This is a smaller version of the original dataset, containing 1M rows.
Author: Daniel Whiteson, University of California Irvine
Source: [UCI](https://archive.ics.uci.edu/ml/datasets/HIGGS)
Please cite: Baldi, P., P. Sadowski, and D. Whiteson. Searching for Exotic Particles in High-energy Physics with Deep Learning. Nature Communications 5 (July 2, 2014).
Higgs Boson detection data. The data has been produced using Monte Carlo simulations. The first 21 features (columns 2-22) are kinematic properties measured by the particle detectors in the accelerator. The last seven features are functions of the first 21 features; these are high-level features derived by physicists to help discriminate between the two classes. There is an interest in using deep learning methods to obviate the need for physicists to manually develop such features. The last 500,000 examples are used as a test set.

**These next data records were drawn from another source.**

PR #5104, opened 2020-11-13
Create harvard-harper-adams-university.csl

cpina:
Hi :-) long time no see! In the style I've added two documentation URLs: the University guide for authors and also a GitHub repository with some tooling, examples, etc. I'm happy to delete this one but I thought that it might be useful to have it here.

### DIFF
--- a/harper-adams-university-harvard.csl
+++ b/harper-adams-university-harvard.csl
@@ -188,7 +188,7 @@
             <text variable="publisher-place"/>
             <text variable="publisher"/>
           </group>
-       </group>
+        </group>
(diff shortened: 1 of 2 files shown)


cpina:
Thanks @adam3smith for the style renaming and indentation. Ironic for a Python programmer (me) to get the indentation wrong! (I thought that it would be picked up by `rake` locally...).

We think that the style is good to go, we just made some more changes before an assignment, thanks!

rmzelle:
@cpina, welcome back, and thanks for the style!

PR #5106, opened 2020-11-15
Fix file modes

cpina:
These CSL files were set as executable 755 (rwxr-xr-x).
Marks them as 644 (rw-r--r--) like the rest of files


cpina:
This didn't cause any problem more than looked strange when I was listing files in the terminal (as they appeared green in my setup)

rmzelle:
@cpina, I didn't know Git kept track of permission settings. Learning something new every day! https://stackoverflow.com/questions/40978921/how-to-add-chmod-permissions-to-file-in-git

Thanks!

Issue #4753, opened 2020-05-01
`bibtex.csl` breaks with space in author last name


rschuetzler:
The generation of the `citeKey` in `bibtex.csl` creates an invalid key if there are spaces in the authors last name. For example, the following, as you can see, creates the cite key of `van de Schoot_Yerkes_Mouw_Sonneveld_2013`, and spaces in the key break parsing.

```
@article{van de Schoot_Yerkes_Mouw_Sonneveld_2013, 
title={What Took Them So Long? Explaining PhD Delays among Doctoral Candidates}, 
volume={8}, 
ISSN={1932-6203}, 
url={https://www.ncbi.nlm.nih.gov/pmc/articles/PMC3720867/}, 
DOI={10.1371/journal.pone.0068839}, 
number={7}, 
journal={PLoS ONE}, 
author={van de Schoot, Rens and Yerkes, Mara A. and Mouw, Jolien M. and Sonneveld, Hans}, 
year={2013}, 
month={Jul} 
}
```

adam3smith:
Nothing we can do about this -- CSL doesn't allow modifying strings. For this and other reasons we don't recommend relying on CSL to generate bibtex. Personally I'd prefer to just remove the style altogether, but since some people find it useful, we're leaving it on the repository. 
FWIW, we'll likely get a citekey variable in CSL in the future that'd solve this particular problem.

woutermont:
> Nothing we can do about this -- CSL doesn't allow modifying strings. 

I'd like to reopen this issue, since I believe that "CSL doesn't allow modifying strings" is not enough reason to conclude that there is "nothing we can do about this." There might be other possibilities of circumventing this small but annoying issue in a style that otherwise works quite fine.

> FWIW, we'll likely get a citekey variable in CSL in the future that'd solve this particular problem.

Might I propose that, at least pending a dedicated citekey variable, we use an already existing variable which might be suited to the purpose? One example that comes to mind is the `citation-label` variable: it is not yet used by the bibtex style, and could therefore be employed as a preferred way to set the bibtex citekey (only when it is available, for compatibility purposes).

Pending your consideration, I'll create a pull request.

PR #5117, opened 2020-11-21
citation-label as preferred bibtex citeKey (issue #4753)

woutermont:
Enables correct bibtex.csl output when author's last name includes spaces, by choosing the `citation-label` variable as citekey instead, if it's available. (edit for ref: issue #4753)

### DIFF
--- a/bibtex.csl
+++ b/bibtex.csl
@@ -47,10 +47,17 @@
     </choose>
   </macro>
   <macro name="citeKey">
-    <group delimiter="_">
-      <text macro="author-short" text-case="lowercase"/>
-      <text macro="issued-year"/>
-    </group>
+    <choose>
+      <if variable="citation-label">
+        <text variable="citation-label"/>
+      </if>
+      <else>
+        <group delimiter="_">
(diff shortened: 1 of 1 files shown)


adam3smith:
Sorry, not going to take this. citation-label is something different than a citekey and we don't want to conflate them in official styles. 
Also, 1.0.2, [has been released with a citation-key variable](https://github.com/citation-style-language/schema/releases/tag/v1.0.2), so we're not far away from being able to update styles with it on the repository -- no reason to implement a workaround now.

woutermont:
Oh, my bad, hadn't caught that latest update! 

For what it's worth, I do think using `citation-label` was a valid option, since its role ("label identifying the item in in-text citations of label styles") fits this use perfectly: once one get's over the fact that it is somewhat dubios to treat bibtex as a citation style, it is very natural to classify it as a label style, in which the cite key is used within the text (i.e. the tex document) to refer to bibliographic items, exactly like labels typically do.

Of course I'm perfectly fine with using `citation-key` as well, now that it is available.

Note: This is the UCI Higgs dataset, same as version 1, but it fixes the definition of the class attribute, which is categorical, not numeric.
### Attribute Information
* The first column is the class label (1 for signal, 0 for background)
* 21 low-level features (kinematic properties): lepton pT, lepton eta, lepton phi, missing energy magnitude, missing energy phi, jet 1 pt, jet 1 eta, jet 1 phi, jet 1 b-tag, jet 2 pt, jet 2 eta, jet 2 phi, jet 2 b-tag, jet 3 pt, jet 3 eta, jet 3 phi, jet 3 b-tag, jet 4 pt, jet 4 eta, jet 4 phi, jet 4 b-tag
* 7 high-level features derived by physicists: m_jj, m_jjj, m_lv, m_jlv, m_bb, m_wbb, m_wwbb.
For more detailed information about each feature see the original paper.
Relevant Papers:
Baldi, P., P. Sadowski, and D. Whiteson. Searching for Exotic Particles in High-energy Physics with Deep Learning. Nature Communications 5 (July 2, 2014).